• Stored entries
┌──

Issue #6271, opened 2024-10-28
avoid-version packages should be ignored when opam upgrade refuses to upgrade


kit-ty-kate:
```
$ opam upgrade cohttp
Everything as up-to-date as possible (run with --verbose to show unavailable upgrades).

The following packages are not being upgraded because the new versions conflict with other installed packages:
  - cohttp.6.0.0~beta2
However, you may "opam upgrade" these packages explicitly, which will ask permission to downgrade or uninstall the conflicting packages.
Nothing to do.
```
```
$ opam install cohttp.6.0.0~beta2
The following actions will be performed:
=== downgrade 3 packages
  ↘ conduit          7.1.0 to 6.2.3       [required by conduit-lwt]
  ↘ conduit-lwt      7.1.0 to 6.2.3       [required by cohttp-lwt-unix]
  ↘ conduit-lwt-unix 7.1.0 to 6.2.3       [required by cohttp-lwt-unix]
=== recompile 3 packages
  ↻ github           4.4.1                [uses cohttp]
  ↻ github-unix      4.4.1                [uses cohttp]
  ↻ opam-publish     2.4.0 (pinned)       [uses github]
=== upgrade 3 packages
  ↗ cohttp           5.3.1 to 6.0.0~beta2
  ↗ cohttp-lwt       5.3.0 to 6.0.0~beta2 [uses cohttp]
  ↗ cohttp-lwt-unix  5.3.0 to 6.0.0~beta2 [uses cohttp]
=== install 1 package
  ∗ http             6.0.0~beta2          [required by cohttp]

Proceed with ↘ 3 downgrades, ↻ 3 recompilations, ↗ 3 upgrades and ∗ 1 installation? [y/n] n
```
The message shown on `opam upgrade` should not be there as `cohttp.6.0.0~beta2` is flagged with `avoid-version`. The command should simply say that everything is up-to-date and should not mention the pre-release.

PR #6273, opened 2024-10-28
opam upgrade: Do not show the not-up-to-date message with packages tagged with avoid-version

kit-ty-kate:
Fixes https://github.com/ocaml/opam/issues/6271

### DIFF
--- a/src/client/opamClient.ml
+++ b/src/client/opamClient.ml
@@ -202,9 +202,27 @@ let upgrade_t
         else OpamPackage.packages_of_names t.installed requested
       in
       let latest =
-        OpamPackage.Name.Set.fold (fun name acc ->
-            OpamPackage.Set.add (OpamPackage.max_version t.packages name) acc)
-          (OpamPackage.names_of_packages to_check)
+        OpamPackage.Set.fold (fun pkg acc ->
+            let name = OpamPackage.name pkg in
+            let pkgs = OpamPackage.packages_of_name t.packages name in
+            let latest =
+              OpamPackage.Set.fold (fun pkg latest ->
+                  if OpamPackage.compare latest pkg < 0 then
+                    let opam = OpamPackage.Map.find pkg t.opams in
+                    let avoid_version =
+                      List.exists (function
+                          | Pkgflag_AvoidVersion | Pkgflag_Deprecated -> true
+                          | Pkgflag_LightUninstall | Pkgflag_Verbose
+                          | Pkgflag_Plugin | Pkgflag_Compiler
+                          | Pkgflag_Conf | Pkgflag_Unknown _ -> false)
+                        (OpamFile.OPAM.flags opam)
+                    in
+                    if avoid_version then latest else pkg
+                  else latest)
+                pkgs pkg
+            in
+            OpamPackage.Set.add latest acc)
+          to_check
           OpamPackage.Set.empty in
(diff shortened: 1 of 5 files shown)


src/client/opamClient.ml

└──
┌──

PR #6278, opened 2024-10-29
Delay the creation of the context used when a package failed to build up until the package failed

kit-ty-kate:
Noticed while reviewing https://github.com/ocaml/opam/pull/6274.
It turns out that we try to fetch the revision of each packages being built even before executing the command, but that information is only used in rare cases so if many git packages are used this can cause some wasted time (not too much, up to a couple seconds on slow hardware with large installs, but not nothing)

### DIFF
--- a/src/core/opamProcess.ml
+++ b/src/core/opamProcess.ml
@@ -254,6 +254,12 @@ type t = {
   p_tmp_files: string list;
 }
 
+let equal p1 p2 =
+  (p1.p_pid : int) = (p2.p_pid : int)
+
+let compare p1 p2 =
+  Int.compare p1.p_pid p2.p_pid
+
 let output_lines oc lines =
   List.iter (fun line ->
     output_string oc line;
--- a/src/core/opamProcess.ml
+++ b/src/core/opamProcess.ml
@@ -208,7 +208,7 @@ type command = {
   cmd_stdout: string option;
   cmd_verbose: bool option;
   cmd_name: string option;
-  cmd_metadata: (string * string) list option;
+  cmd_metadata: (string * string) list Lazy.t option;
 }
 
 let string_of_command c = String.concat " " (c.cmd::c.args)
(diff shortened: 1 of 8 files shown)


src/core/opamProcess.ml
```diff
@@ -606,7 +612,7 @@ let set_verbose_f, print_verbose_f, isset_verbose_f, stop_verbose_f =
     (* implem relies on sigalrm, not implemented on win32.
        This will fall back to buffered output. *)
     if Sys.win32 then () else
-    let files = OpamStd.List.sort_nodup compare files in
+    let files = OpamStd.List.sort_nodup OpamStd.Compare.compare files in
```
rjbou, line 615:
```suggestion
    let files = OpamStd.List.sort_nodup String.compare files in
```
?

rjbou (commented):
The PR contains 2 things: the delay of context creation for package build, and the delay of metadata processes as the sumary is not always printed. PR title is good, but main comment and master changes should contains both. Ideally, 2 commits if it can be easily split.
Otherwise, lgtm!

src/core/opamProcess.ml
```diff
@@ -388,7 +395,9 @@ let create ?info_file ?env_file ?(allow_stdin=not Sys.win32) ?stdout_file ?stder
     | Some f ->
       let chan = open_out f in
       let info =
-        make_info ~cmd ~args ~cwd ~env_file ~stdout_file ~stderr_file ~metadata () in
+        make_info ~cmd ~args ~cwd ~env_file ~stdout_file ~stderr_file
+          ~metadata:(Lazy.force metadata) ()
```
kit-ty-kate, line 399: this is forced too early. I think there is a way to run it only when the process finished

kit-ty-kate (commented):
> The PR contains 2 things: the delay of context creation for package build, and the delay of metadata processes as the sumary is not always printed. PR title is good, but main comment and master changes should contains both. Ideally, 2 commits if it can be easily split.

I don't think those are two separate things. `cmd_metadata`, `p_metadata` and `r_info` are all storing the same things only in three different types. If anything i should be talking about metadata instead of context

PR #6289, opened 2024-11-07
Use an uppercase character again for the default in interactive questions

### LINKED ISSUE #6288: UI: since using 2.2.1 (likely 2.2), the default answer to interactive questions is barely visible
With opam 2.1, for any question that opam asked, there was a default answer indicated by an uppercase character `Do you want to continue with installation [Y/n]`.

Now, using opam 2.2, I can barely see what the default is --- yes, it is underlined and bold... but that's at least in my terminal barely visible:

└──
┌──

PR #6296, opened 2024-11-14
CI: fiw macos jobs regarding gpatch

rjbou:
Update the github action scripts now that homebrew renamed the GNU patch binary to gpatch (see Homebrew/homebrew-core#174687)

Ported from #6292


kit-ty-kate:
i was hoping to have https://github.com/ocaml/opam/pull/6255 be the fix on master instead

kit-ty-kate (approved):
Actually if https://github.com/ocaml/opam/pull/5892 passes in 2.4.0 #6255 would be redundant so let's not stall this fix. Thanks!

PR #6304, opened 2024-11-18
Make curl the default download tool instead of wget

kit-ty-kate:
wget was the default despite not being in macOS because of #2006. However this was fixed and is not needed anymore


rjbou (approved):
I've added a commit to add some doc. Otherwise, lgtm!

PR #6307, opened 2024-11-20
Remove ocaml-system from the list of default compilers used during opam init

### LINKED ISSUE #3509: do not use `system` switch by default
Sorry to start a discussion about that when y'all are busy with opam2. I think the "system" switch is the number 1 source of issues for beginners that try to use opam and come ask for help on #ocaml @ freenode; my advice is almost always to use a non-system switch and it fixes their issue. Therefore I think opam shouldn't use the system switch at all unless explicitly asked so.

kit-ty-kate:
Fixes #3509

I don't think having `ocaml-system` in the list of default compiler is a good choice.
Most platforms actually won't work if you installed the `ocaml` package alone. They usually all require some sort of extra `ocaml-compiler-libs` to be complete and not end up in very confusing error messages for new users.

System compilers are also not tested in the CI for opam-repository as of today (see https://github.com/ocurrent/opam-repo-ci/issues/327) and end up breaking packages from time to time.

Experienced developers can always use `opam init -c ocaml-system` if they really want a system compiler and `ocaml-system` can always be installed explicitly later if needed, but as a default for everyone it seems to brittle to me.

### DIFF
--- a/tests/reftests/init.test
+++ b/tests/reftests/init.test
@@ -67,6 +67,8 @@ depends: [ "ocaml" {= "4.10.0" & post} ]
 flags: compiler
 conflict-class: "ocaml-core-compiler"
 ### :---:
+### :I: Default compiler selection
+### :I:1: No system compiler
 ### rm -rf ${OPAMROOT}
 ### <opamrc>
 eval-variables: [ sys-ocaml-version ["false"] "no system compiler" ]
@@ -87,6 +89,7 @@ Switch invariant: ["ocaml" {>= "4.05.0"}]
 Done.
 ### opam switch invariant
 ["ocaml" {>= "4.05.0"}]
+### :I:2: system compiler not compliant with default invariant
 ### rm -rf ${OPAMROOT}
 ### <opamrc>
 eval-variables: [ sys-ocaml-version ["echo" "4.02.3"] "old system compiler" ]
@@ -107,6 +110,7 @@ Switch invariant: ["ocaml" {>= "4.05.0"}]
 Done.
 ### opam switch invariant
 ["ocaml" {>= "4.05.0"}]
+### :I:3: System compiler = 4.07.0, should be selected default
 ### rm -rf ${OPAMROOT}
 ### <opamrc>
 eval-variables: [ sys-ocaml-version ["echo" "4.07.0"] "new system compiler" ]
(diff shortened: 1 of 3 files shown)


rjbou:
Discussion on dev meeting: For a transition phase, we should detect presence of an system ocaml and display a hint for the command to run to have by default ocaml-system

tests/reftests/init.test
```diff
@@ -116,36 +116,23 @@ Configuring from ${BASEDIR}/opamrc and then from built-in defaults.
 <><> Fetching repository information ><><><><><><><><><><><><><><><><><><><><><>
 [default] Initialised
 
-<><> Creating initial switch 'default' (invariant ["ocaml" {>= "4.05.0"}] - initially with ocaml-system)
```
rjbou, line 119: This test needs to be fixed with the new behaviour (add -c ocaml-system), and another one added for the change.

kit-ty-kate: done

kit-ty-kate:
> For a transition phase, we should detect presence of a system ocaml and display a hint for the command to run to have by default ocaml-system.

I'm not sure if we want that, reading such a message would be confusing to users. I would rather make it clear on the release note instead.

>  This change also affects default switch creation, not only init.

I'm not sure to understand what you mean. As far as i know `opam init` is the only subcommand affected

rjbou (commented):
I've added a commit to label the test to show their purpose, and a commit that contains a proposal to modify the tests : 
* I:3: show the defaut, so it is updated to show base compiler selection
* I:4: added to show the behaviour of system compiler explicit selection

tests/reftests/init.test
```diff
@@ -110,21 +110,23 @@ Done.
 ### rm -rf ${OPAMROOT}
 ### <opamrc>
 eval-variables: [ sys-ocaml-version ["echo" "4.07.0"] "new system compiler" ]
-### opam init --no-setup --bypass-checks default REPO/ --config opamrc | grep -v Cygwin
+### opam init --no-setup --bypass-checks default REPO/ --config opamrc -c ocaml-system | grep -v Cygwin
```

└──

• Work order
From the entries above, print the lines beginning at the one with "name acc ->" and stopping after the one with "pkg latest ->", exactly as written and with nothing else.

• Reply to the exercise
-        OpamPackage.Name.Set.fold (fun name acc ->
-            OpamPackage.Set.add (OpamPackage.max_version t.packages name) acc)
-          (OpamPackage.names_of_packages to_check)
+        OpamPackage.Set.fold (fun pkg acc ->
+            let name = OpamPackage.name pkg in
+            let pkgs = OpamPackage.packages_of_name t.packages name in
+            let latest =
+              OpamPackage.Set.fold (fun pkg latest ->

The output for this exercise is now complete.